The `Assessor.Executor` worker is a masterclass in applying the "Transparent Engine" architecture.

```elixir
# lib/assessor/executor.ex

defmodule Assessor.Executor do
  use Oban.Worker, queue: :evaluations

  # An Oban job performs the work for a single test case.
  @impl Oban.Worker
  def perform(%Oban.Job{args: %{"test_case_id" => id, "model_candidate" => model}}) do
    test_case = Assessor.Repo.get(Assessor.TestCase, id)

    # 1. Every test case execution is a fully traced operation.
    AITrace.trace "assessor.test_case.execute", %{test_case_id: id, model: model.name} do
      # The `ctx` is automatically injected.
      
      # 2. Run the core logic using DSPex. The model endpoint is configured here.
      {:ok, result, new_ctx} = AITrace.span ctx, "model_inference" do
        DSPex.execute(test_case.pipeline, test_case.input, context: ctx, llm: model.endpoint)
      end
      
      # 3. Altar/Snakepit are used implicitly by the DSPex pipeline if it needs tools.
      # The AITrace instrumentation within DSPex captures all of this.

      # 4. Run the assertion to determine pass/fail.
      {:ok, assertion_result, _final_ctx} = AITrace.span new_ctx, "assertion" do
        Assessor.Assertions.run(test_case.assertion, result)
      end

      # 5. Store the detailed results.
      Assessor.Results.store(%{
        test_case_id: id,
        result: assertion_result,
        raw_output: result.raw,
        trace_id: AITrace.Context.get_trace_id(ctx) # CRITICAL: Link the result to its trace!
      })
    end
    
    :ok
  end
end
```

**How the Ecosystem Powers `Assessor`:**

*   **`AITrace`:** This is the killer feature. Every single test case execution generates a rich, debuggable trace. When a test fails, you don't just get a `FAIL` status; you get a `trace_id` that you can plug into your "Execution Cinema" UI to see the model's exact, step-by-step reasoning that led to the failure. This is a revolutionary improvement over current evaluation workflows.
*   **`DSPex`:** `DSPex` provides the language for defining the "work" to be done in a test case. A simple test might be a single `Predict` module, while a complex one could be a multi-step `ChainOfThought` or `ReAct` program.
*   **`Altar`:** `Altar` governs the tools available *during an evaluation*. This is a crucial for safety and consistency.
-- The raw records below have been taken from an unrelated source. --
PR #7135, opened 2025-05-28
fix(indexer, json-rpc): Fix get total supply endpoint of coin api

### LINKED ISSUE #7134: [indexer, json-rpc]: Get total supply endpoint doesn't work for coin manager coins
## Bug description

Similar to https://github.com/iotaledger/iota/issues/5772 but for get_total_supply endpoint.

The root cause of the issue is the same, the code is looking for treasurycap/coinmetadata in package that initially, but those objects may be hidden inside of CoinManager object, potentially in a different package.

tomxey:
# Description of change

Fix get total supply endpoint of coin api

One coin manager case couldn't be supported by the node easily, a separate issue with more context was created here as a follow up: https://github.com/iotaledger/iota/issues/7507

Fixes https://github.com/iotaledger/iota/issues/7134

## Type of change

Unchecked test-classes were not needed for this patch as they don't touch ingestion or database migrations.   

## Change checklist

- [X] I have followed the contribution guidelines for this project
- [X] I have performed a self-review of my own code
- [X] I have commented my code, particularly in hard-to-understand areas
- [X] I have made corresponding changes to the documentation
- [X] I have added tests that prove my fix is effective or that my feature works
- [X] I have checked that new and existing unit tests pass locally with my changes

### Release Notes

- [ ] Protocol:
- [ ] Indexer:
- [ ] JSON-RPC:
- [ ] GraphQL:
- [ ] CLI:
- [ ] Rust SDK:
- [ ] REST API:


samuel-rufi:
One Rust test fails currently as of a new error message. Needs to be revisited.
**EDIT**: test expectations had to be adjusted as of the additional coin manager branch.

The error message in the node was aligned to cover both cases. The error code `−32602` stays the same and therefore https://github.com/iotaledger/iota/pull/7135/commits/42d6b4706593213dde4da976cf4aa0bafa9a4e94 shouldn't be considered a breaking change. The JSON-RPC code is the only part of the error payload that downstream consumers are meant to rely on and the error messages should be treated as "human-readable hints" (not part of the formal contract).

crates/iota-indexer/src/indexer_reader.rs
```diff
@@ -2026,28 +2026,58 @@ impl IndexerReader {
...
-                    treasury_cap_obj_id
-                )))?;
-        Ok(TreasuryCap::try_from(treasury_cap_obj_object)?.total_supply)
+            .inspect_err(|e| tracing::error!("package_obj_type_cache poisoned: {:?}", e))
+            .map_err(|_| IndexerError::Generic("failed to acquire cache lock".into()))?;
+
+        let maybe_id = if let Some(&id) = cache.cache_get(&cache_key) {
+            id
+        } else {
+            let fetched = get_single_obj_id_from_package_publish(
```
kodemartin: It would be more efficient to use `get_singleton_object` that takes advantage of the `objects_package_module_name_full_type` index, similarly to how the `CoinManager` is retrieved currently.

The method used here first queries for the transaction that created the treasure cap, to lookup its id in the transaction effects and then do an additional query to get the object based on the id.

crates/iota-json-rpc/src/coin_api.rs
```diff
@@ -383,6 +376,70 @@ async fn find_package_object_id(
...
+    if let Ok(obj) = internal
+        .find_package_object(&tag.address.into(), TreasuryCap::type_(tag.clone()))
+        .await
+    {
+        let data = obj
+            .data
+            .try_as_move()
+            .ok_or_else(|| Error::Unexpected("Cannot get move contents".into()))?
+            .contents();
+        let tc = TreasuryCap::from_bcs_bytes(data).map_err(Error::from)?;
```
kodemartin, line 418: Similarly to `CoinManager` we could implement `TryFrom<Object>` and consolidate `coin_manager_total_supply` and `treasury_cap_total_supply` to use a common method for both types generic on a type `T: TryFrom<Object>`

kodemartin (changes requested):

crates/iota-indexer/src/indexer_reader.rs
samuel-rufi: Please see https://github.com/iotaledger/iota/pull/7135/commits/8ef90fde277aefd99843282038ee8eeaa0dfeff1

crates/iota-json-rpc/src/coin_api.rs
samuel-rufi: Please see https://github.com/iotaledger/iota/pull/7135/commits/83d3c827036441c437bd192de9df23f4dd522d5d

crates/iota-indexer/tests/rpc-tests/coin_api.rs
```diff
@@ -533,10 +533,141 @@ fn get_total_supply() {
...
+            cluster,
+            client,
+            immutable_metadata_coin_name.to_string(),
+        )
+        .await;
+
+        assert!(result_fullnode.is_some());
+        assert_eq!(result_fullnode, result_indexer);
+    });
+}
```
kodemartin: I think we can remove this. Testing the fullnode should not be part of the indexer testing suite.

kodemartin (approved):
Looks good, with one suggestion about a test case. Non-critical.

crates/iota-indexer/tests/rpc-tests/coin_api.rs
samuel-rufi: Removed it here: https://github.com/iotaledger/iota/pull/7135/commits/2c11898b82dc6abdaa516c9e8fb30d250e80141f

crates/iota-indexer/src/indexer_reader.rs
```diff
@@ -2026,28 +1963,65 @@ impl IndexerReader {
...
+    }
+
+    fn get_package_object_as<T>(&self, tag: StructTag) -> Result<Option<T>, IndexerError>
+    where
+        T: TryFrom<Object, Error = IotaError>,
+    {
+        let package_id: ObjectID = tag.address.into();
+        let cache_key = format!(
+            "{}{}",
+            package_id,
```
tomxey: nit: not necessarily an issue, but isn't package_id part of the tag.to_canonical_string(..) already?

No reason to have it twice in the cache key. (unless I'm wrong and its not present in the canonical str)

crates/iota-indexer/src/indexer_reader.rs
```diff
@@ -2026,28 +1963,65 @@ impl IndexerReader {
...
+        &self,
+        coin_struct: &StructTag,
+    ) -> Result<Option<Supply>, IndexerError> {
+        let tag = CoinManager::type_(coin_struct.clone());
+        Ok(self
+            .get_package_object_as::<CoinManager>(tag)?
+            .map(|mgr| mgr.treasury_cap.total_supply))
+    }
+
+    fn get_package_object_as<T>(&self, tag: StructTag) -> Result<Option<T>, IndexerError>
```
tomxey: I feel the name 'get_package_object' is a bit confusing. It's getting object by type, not limited to any particular package.
What would you say about just: 'get_object_as' ?

samuel-rufi: It gets a singleton object similarly as the previous `find_package_object` that was used to get the `TreasuryCap`.
Also it keeps populating the package type cache.
Therefore I would better keep the `get_package_object_as`.

crates/iota-indexer/src/indexer_reader.rs
samuel-rufi: Good catch, you're absolutely right. It's not needed as it's part of `to_canonical_string()` already. Appears it was like this already in the previous codebase https://github.com/iotaledger/iota/pull/7135/files#diff-59c7fa0841ea58f4030d1040643d35471b08f0d570bd91d8a35607cdeb86ccc3L2033-L2039)

Also, appears to be safe to change that as it's only used within this module.

Adjusted as part of  https://github.com/iotaledger/iota/pull/7135/commits/022c251f89bffc9af47b8827e49701c2ffee746e

crates/iota-indexer/src/indexer_reader.rs
tomxey: Actually, now that you mentioned it, I think we could also refactor the `package_obj_type_cache` name to just  `obj_type_cache`.

Originally package id was one of the parameters of the function and it was limiting the scope where we searched for the object. But now we are looking for object of particular type, not limited by any package id.

So my suggestion would be to remove the 'package' part both from `get_package_object_as` and `package_obj_type_cache`

samuel-rufi: Renamed it here: https://github.com/iotaledger/iota/pull/7135/commits/27bc7fe2dc5f41664cb478e1a0760c1f9beaed3d

samuel-rufi (approved):
Approving it with approval from @tomxey (as GH doesn't let him approve as he started the PR).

You can ensure that an evaluation for a "customer service bot" only has access to a mock "get_order_status" tool, preventing it from touching production systems.
*   **`Snakepit`:** `Snakepit` provides the massively parallel execution grid for running the thousands of concurrent model inference calls generated by the `Oban` workers. Its streaming capabilities can be used for complex tests that require observing the model's output in real-time.

**5. Key Features**

*   **Evaluation as Code:** Test suites and cases are defined in code or configuration, allowing them to be version-controlled alongside models and prompts.
*   **Massively Parallel Execution:** Built on `Oban` to run tens of thousands of test cases concurrently, leveraging the full power of the BEAM.
*   **Deeply Observable Failures:** Every test result is linked to a full `AITrace` record, enabling instant, forensic debugging of failures.
*   **Extensible Assertions:** A pluggable assertion system allows for everything from simple string matching to complex, LLM-judged evaluations.
*   **Results Warehouse:** All evaluation results are stored in a structured database, enabling powerful analytics and trend monitoring over time.
*   **Live Dashboard:** A Phoenix LiveView interface provides a real-time view of running evaluations and a rich UI for exploring historical results and their associated traces.

`Assessor` completes the ecosystem by providing the critical feedback loop. It is the quality gate that ensures the intelligent agents built with `Synapse` are reliable, safe, and performant enough to be shipped to production.